[Opening RECORDED INFORMATION section]
PR #4832, opened 2025-01-08
Steel sheet check

3d-gussner:
Thanks @jfestrada for the idea in #4569. 

This is a different approach for this request.

We have the https://help.prusa3d.com/materials (which is missing the PP powder coated steel sheet) and we could use it to warn users when they start to print:

- [X] Add new parameter Type to the `M850`  gcode and `HW Setup -> Sheets` to set the type of sheet
  - [X] Smooth
  - [X] Textured
  - [X] Satin
  - [X] NylonPA
  - [X] PP
  - [X] Custom

  - [X] Reuse and add eeprom values needed
    - The Bed and PINDA temp values within the sheets eeprom aren't / have never been used. Replace these Sheet type
previous values are `>10` as the MINtemp for Bed would not allow any lower values so resetting these with `255` or default values `0-6` is not an issue

  - [X] Also add `M862.7` to check the compatible sheets with parameter `P`. In the PrusaSlicer Filament profiles we could add it to the custom G-code
As the materials help article shows compatibility :heavy_check_mark:  and warnings :grey_exclamation:and not to use :x: I would suggest a bit based value
bit 0 = Smooth compatible
bit 1 = Textured compatible
bit 2 = Satin compatible
bit 3 = NylonPA compatible
bit 4 = PP compatible
bit 5 = Custom sheet compatible (like G10 sheets see https://www.youtube.com/watch?v=g0PK4oXbJT8)

- [X] Add an additional Check state `Always` or `Wait` which is the same as `Warn` but doesn't timeout and HAS to be confirmed on LCD
  - [X] With `Always` any `M115` Gcode will trigger the LCD message to be confirmed.

- [X] Of course the default setting for the Sheet type check would be warn (with timeout)

**ToDos:**
  - [x] Bit check `M862.7 P` 
  - [x] And an additional `M862.7` parameter `Warn` with same bit based value
       - Example:
       - PLA : M862.7 P7 W0 PLA is compatible on Smooth, Textured and Satin,  no additional warnings BUT NOT compatible on NylonPA and PP
       - ASA: M862.7 P4 W3 ASA is compatible on Satin, warning to use glue stick on Smooth and Textured and BUT NOT compatible on NylonPA

- [x] In case there is a warning or stop print send also an `//action:notification` to inform host users.

In PrusaConnect we already have some sheet information

- [ ] Another check we could add is in the Preheat menu, so users which use that will be warned before the starting a print or 1st layer calibration.

- [ ] Update Materials help page as PP sheet is missing
[...]

PR #4879, opened 2025-09-06
Add M88 G-code to align Z-axis to full-step position

### LINKED ISSUE #2876: [ENHANCEMENT] Should align Z axes to a fullstep when idling/poweroff
**Printer type** - MK3S, MK3 (partially MK2.5S and earlier)
**MMU Upgrade** - N/A

We should ensure the Z motors are disengaged in a full step, when possible.

If the motors happen to be halfway between a fullstep, there's a good chance that two motors will snap to opposing fullsteps, skewing the axis. This is not usually a problem, since a single fullstep of difference with the leadscrew doesn't lead to significant changes (and these changes get compensated by the MBL anyway), however if this keeps happening it will create additional strain on the POM nuts, eventually leading to backlash.
 
The printer should re-align Z to a fullstep before powering off Z when possible and sensible to do so.
Note that this is already implemented when PowerPanic kicks in, in order to preserve an accurate position after the power-cycle. It just needs to be re-used.

On the MK3S we can detect when the power is switced off by the button. In this case, and if the Z motors are still powered, alignment should be performed. On the MK3 this is only possible if the power chord is pulled, but the same reasoning applies.

It's harder to say what should be done with a M84 (release steppers) and with the inactivity shutdown timer (M85), since this causes an unexpected move which is not requested. I feel that M84 should release the steppers immediately, but M85 could be allowed to re-align all axes before release, as long as we return to the original position when powering them on again.

A good interim solution IMHO would be to add a new M-code to perform the stepper alignment. Such code should be called by the printer end-gcode section just prior to releasing the steppers. This is simple, easy, and avoids skew build-up in the most common case.

MathiasGyldenberg:
This pull request introduces a new G-code command `M88` that moves the Z-axis to the nearest full-step position. This enhancement addresses [Issue #2876](https://github.com/prusa3d/Prusa-Firmware/issues/2876), which proposes a method to reduce backlash and improve Z-axis reliability when steppers are disabled.

### Details

- New and unused G-code M88.
- Logic copied from power panic feature.
- Ensures the target position is within Z bounds before executing the move.
- Adds a new LCD menu item labeled `"Fullstep Z axis"` to trigger `M88` manually.
- Message string defined in `messages.cpp` and declared in `messages.h`.

### Benefits

- Reduces Z-axis skew and backlash by aligning Z motors to nearest full-step.
- Provides users with manual control via LCD menu as well as g-code command.

### Notes

- Tested on MK3S+ in both menu and end G-code.

---

### Related Issue

Fixes [#2876](https://github.com/prusa3d/Prusa-Firmware/issues/2876)

### DIFF
--- a/.github/workflows/build.yml
+++ b/.github/workflows/build.yml
@@ -8,8 +8,6 @@ on:
     branches: [ MK3, MK3_* ]
     tags:
     - 'v*'
-    - 't*'
-    - 'c*'
 
 env:
   GH_ANNOTATIONS: 1
@@ -43,7 +41,7 @@ jobs:
         fetch-depth: 0
 
     - name: Cache Dependencies
-      uses: actions/cache@v4
+      uses: actions/cache@v4.0.0
       id: cache-pkgs
       with:
           path: ".dependencies"
@@ -65,17 +63,16 @@ jobs:
 
     - name: Upload artifacts
       if: ${{ !github.event.pull_request }}
-      uses: actions/upload-artifact@v4
+      uses: actions/upload-artifact@v3.1.1
       with:
         name: Firmware
         path: build/*.hex
 
     - name: RELEASE THE KRAKEN
-      if: startsWith(github.ref, 'refs/tags/v') || startsWith(github.ref, 'refs/tags/t') || startsWith(github.ref, 'refs/tags/c')
+      if: startsWith(github.ref, 'refs/tags/v')
       uses: "marvinpinto/action-automatic-releases@latest"
       with:
         repo_token: "${{ secrets.GITHUB_TOKEN }}"
-        automatic_release_tag: ${{ github.ref_name }}
         draft: true
         files: |
           ${{ github.workspace }}/build/release/*.hex
@@ -109,7 +106,7 @@ jobs:
         fetch-depth: 0
 
     - name: Cache Dependencies
-      uses: actions/cache@v4
+      uses: actions/cache@v4.0.0
       id: cache-pkgs
       with:
           path: ".dependencies"
@@ -157,7 +154,7 @@ jobs:
         fetch-depth: 0
 
     - name: Cache Dependencies
-      uses: actions/cache@v4
+      uses: actions/cache@v4.0.0
       id: cache-pkgs
       with:
           path: ".dependencies"
--- a/.github/workflows/pr-size.yml
+++ b/.github/workflows/pr-size.yml
@@ -26,7 +26,7 @@ jobs:
       uses: actions/checkout@v4
 
     - name: Cache Dependencies
-      uses: actions/cache@v4
+      uses: actions/cache@v4.0.0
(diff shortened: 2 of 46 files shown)


3d-gussner:
@MathiasGyldenberg Thanks for the PR.
Looking at the https://reprap.org/wiki/G-code I would suggest to look for another gcode that might do something similar and add a parameter. This would reduce the introduction of new gcodes.

Copy the part from the power panic also uses more resources. It would probably save some bytes by making this part a new process and use it in both `uvlo` and the gcode part.

MathiasGyldenberg:
Thanks for your feedback @3d-gussner

I agree that adding this as a parameter to an existing G-code would simplify things. I’ve reviewed the list, but from my perspective, none of the existing commands align well with the intended purpose of aligning Z steppers to nearest fullstep.

I’m open to suggestions if there’s a better fit than introducing a dedicated command.

I’ll also refactor the logic into a reusable function so it can be called both from the G-code and power-panic.

3d-gussner:
`G88` has been reserved and has no function yet. As it is close to other step related gcodes. This would be a good one.

MathiasGyldenberg:
Good one with G88 - Haven't found out what it was intented to in the first place.
I've updated the commit to replace M88 with G88 as suggested. The related logic has now been refactored into a dedicated function for better clarity and reuse.

Fully tested on MK3S+

3d-gussner:
Please rebase your fork.
- `git remote -v` to see if you have prusa3d as upstream repository
- `git fetch --all` to get changes from the prusa3d repo
- `git rebase upstream/MK3` to update your branch `Fullstep-Z` 

there are too many changes in this PR

3d-gussner:
Other thing would be to update the translations. See https://github.com/prusa3d/Prusa-Firmware/blob/MK3/lang/README.md

I usually make a backup of the existing `pot` and `po` files to `pot_bak` and `po_bak` before running the python scripts
- then rename the new `pot` and `po` files to `pot_new` and `po_new`
- rename the `_bak` files back to original 
- and use `Meld` to add the new messages

I know it sounds complicated BUT the translation change review is then only limited to the new messages. Here an example https://github.com/prusa3d/Prusa-Firmware/pull/4832/files#diff-14fedb8dfdce511a0bdcf251bbe0fc1c53d69fcec094186519cc6f57826b4b1b

Before a release when everything has been locked down I run the translation scripts to update everything.

But if you need some help I can do it for you and create a PR into your branch.

MathiasGyldenberg:
Thanks. I'm glad you mentioned if I need some help. My experience using GitHub is very limited, so any help is highly appriciated.

MathiasGyldenberg:
Again thank you for your guide and help – well described.

I've updated the commit with translations, with a little translation-help from Copilot. Let me know if anything is needed from my side, and I'll be happy to assist further or make any adjustments.

PR #28, opened 2016-07-09
WIP: Invites

dominictarr:
default should be over websockets (using multiserver) so that they work from the browser.
this also upgrades to ssb-client@4 which is rewritten in terms of multiserver.

it's pretty ugly right now. need to confirm that it actually does work from the browser.
should do though.

### DIFF
--- a/modules/index.js
+++ b/modules/index.js
@@ -26,6 +26,7 @@ module.exports = [
   require('./suggest.js'),
   require('./tabs.js'),
   require('./thread.js'),
-  require('./timestamp.js') 
+  require('./timestamp.js'),
+  require('./invite.js')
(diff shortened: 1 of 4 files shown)


dominictarr:
merged into 1.7.0

clehner:
does this take currently-existing invites, or is there a new API for making invites to use here?

dominictarr:
no, sorry. It uses a multiserver syntax for a code.

it should be:
`ws://<host>:<port>~shs:<pub_key>:<seed>`

using `ssb-ws` port will be 8989. you need to install ssb-ws on your pub to receive these.
and currently i've been assembling these manually.

PR #30, opened 2016-07-10
Keep timestamps up-to-date

clehner:
Once a minute re-render all timestamps on the page.
Show full datetime string in `title` tooltip.
This makes it easier to tell when things were posted.


dominictarr:
merged into 1.7.0

PR #35, opened 2016-07-12
Fixes

clehner:
- Fix message links and word word space in about messages
- Update ssb-avatar dependency


dominictarr:
thanks! merged into 1.7.4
[Closing RECORDED INFORMATION section]
● DIRECTIONS
Every line with the word "scripts" in it should be copied from the listing above.

● TASK ANSWER
I usually make a backup of the existing `pot` and `po` files to `pot_bak` and `po_bak` before running the python scripts
Before a release when everything has been locked down I run the translation scripts to update everything.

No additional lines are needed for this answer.